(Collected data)
◆ ◆ ◆ ◆ ◆

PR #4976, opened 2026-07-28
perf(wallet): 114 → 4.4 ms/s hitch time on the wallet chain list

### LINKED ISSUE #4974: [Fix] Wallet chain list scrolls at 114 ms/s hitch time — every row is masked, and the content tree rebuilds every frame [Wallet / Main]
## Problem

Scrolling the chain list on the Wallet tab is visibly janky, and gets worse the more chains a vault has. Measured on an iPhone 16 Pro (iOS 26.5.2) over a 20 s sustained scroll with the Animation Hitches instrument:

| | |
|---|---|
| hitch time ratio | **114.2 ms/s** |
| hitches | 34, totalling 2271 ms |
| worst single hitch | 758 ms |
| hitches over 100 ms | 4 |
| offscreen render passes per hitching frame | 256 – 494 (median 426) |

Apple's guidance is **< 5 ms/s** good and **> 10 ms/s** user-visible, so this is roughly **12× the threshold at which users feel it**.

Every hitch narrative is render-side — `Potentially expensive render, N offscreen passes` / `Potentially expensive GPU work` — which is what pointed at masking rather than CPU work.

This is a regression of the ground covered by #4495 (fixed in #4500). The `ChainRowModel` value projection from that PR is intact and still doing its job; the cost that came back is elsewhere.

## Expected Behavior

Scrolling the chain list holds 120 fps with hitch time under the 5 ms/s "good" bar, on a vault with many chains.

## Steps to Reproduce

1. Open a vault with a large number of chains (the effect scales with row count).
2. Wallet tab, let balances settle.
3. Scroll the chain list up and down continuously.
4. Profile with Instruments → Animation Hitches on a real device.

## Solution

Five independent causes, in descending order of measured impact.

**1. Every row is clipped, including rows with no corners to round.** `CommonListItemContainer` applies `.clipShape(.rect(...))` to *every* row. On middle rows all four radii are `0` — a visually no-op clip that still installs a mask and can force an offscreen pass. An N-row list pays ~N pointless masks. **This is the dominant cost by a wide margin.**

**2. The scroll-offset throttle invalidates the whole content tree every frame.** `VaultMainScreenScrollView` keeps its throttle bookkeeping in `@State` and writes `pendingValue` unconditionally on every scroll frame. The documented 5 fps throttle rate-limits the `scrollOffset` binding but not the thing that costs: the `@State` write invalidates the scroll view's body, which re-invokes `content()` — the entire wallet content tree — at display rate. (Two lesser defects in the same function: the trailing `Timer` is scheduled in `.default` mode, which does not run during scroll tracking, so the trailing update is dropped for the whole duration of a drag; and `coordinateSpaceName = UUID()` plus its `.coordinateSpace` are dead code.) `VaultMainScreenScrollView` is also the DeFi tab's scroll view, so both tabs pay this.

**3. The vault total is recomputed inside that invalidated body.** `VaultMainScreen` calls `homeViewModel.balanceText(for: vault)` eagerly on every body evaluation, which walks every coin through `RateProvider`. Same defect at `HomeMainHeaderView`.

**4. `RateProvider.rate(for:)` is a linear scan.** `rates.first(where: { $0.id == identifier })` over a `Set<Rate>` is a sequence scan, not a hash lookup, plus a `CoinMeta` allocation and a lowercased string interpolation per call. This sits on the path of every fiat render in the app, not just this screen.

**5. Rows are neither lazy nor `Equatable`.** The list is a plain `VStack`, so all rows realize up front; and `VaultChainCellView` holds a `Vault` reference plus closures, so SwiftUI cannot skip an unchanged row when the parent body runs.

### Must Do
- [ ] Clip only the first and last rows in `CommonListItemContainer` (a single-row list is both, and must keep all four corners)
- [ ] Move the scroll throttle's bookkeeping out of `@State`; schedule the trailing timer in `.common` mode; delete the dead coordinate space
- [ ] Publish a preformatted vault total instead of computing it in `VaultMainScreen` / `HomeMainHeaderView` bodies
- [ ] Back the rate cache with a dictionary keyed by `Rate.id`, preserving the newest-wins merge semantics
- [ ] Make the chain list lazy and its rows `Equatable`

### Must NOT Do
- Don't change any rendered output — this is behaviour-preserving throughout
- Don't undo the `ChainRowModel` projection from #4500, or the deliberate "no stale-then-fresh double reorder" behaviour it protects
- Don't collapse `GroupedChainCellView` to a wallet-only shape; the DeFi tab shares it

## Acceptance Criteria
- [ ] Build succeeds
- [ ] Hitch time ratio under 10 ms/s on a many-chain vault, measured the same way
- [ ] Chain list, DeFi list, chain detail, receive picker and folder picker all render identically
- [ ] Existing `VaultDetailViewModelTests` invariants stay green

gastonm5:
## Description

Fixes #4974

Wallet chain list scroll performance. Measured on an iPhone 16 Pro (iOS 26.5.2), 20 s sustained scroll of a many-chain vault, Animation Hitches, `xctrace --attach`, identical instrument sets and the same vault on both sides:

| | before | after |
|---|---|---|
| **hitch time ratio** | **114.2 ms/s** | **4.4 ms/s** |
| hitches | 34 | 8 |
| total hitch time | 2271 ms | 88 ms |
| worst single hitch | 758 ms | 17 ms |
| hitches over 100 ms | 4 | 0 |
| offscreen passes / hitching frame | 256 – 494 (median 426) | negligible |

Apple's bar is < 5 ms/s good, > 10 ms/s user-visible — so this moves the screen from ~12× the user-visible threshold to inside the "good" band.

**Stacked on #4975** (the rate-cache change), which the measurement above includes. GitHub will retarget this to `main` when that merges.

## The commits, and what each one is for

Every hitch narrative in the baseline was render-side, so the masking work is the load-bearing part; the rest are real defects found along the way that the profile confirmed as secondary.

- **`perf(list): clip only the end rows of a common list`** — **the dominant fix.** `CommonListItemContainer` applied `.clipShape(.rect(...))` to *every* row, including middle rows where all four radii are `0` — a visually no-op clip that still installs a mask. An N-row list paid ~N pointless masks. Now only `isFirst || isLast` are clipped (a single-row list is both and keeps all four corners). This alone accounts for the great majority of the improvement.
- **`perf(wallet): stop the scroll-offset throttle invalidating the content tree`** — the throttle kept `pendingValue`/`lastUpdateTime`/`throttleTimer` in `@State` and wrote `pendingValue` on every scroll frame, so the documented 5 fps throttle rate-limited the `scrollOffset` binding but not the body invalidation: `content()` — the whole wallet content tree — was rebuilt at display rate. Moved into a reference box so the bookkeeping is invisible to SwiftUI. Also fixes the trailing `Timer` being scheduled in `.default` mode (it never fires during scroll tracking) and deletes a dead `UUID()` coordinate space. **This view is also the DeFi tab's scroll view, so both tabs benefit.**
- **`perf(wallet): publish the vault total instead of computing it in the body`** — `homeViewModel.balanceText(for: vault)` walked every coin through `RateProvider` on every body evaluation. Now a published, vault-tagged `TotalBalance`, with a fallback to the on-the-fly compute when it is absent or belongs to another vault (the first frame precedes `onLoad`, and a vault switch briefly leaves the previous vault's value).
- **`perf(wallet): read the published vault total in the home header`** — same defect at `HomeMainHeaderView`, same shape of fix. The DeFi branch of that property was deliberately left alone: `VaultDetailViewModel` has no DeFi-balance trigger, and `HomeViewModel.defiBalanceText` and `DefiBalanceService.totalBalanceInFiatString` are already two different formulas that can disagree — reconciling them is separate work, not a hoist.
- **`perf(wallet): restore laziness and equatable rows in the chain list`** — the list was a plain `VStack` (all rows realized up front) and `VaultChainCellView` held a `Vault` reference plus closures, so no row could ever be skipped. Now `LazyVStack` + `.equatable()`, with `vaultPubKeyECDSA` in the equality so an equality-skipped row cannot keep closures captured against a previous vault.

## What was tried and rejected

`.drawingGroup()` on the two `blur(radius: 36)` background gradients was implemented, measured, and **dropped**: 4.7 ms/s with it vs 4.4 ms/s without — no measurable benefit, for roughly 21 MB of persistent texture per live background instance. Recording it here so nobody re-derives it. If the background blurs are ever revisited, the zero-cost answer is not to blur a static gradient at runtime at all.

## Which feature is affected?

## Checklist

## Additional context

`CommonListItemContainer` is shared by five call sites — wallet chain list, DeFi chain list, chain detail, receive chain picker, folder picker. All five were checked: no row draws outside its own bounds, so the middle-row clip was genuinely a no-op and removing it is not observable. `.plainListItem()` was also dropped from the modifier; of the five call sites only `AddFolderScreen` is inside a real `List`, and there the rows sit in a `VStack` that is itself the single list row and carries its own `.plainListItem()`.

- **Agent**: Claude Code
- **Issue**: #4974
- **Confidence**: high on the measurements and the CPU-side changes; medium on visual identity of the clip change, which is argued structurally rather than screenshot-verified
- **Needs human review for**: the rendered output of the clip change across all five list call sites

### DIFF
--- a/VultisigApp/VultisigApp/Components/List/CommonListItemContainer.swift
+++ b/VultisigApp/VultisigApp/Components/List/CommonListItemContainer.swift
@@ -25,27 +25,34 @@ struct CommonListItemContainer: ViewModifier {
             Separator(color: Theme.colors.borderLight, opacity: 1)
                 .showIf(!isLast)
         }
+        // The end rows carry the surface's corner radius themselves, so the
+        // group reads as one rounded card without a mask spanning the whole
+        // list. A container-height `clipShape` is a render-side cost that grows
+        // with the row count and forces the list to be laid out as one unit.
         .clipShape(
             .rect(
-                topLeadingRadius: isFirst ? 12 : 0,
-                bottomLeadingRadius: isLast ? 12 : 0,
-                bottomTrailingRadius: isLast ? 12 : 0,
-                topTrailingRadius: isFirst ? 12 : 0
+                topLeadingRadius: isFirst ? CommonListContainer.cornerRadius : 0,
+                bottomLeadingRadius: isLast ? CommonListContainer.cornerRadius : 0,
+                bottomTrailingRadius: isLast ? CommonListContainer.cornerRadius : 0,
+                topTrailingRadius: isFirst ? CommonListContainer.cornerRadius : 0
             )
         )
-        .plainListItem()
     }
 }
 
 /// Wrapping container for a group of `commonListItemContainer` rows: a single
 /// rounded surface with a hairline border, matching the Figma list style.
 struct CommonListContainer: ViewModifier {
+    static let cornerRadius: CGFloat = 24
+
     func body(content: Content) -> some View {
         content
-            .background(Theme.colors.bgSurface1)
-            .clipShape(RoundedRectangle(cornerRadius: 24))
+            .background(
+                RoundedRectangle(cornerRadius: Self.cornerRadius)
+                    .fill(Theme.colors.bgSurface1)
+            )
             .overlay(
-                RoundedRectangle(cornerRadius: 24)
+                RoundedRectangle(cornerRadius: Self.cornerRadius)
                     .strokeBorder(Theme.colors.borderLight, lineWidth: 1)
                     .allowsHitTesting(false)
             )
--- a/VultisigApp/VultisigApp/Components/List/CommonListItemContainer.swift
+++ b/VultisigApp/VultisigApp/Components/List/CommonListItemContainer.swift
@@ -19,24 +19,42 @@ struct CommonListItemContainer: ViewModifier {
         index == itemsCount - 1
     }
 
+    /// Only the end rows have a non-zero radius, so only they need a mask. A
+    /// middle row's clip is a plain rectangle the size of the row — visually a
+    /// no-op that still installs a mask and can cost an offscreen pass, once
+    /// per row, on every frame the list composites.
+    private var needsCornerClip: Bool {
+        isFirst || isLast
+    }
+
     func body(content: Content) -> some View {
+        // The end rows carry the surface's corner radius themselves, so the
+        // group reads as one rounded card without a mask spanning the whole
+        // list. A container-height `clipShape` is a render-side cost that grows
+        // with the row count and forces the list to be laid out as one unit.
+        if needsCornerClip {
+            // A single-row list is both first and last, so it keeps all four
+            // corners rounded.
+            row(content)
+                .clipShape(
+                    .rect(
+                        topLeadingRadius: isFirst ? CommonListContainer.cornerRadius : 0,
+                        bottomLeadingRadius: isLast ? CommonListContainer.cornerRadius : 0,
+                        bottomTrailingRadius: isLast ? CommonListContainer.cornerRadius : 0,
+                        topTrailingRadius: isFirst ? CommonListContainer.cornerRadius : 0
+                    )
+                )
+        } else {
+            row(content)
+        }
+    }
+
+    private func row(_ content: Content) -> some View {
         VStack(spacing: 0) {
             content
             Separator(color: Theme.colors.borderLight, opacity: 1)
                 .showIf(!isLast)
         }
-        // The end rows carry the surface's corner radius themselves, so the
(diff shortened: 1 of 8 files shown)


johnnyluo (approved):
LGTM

◆ ◆ ◆ ◆ ◆

What you should do. In the records above, some lines hold the word "ChainRowModel"; copy each such line.

Written solution.
This is a regression of the ground covered by #4495 (fixed in #4500). The `ChainRowModel` value projection from that PR is intact and still doing its job; the cost that came back is elsewhere.
- Don't undo the `ChainRowModel` projection from #4500, or the deliberate "no stale-then-fresh double reorder" behaviour it protects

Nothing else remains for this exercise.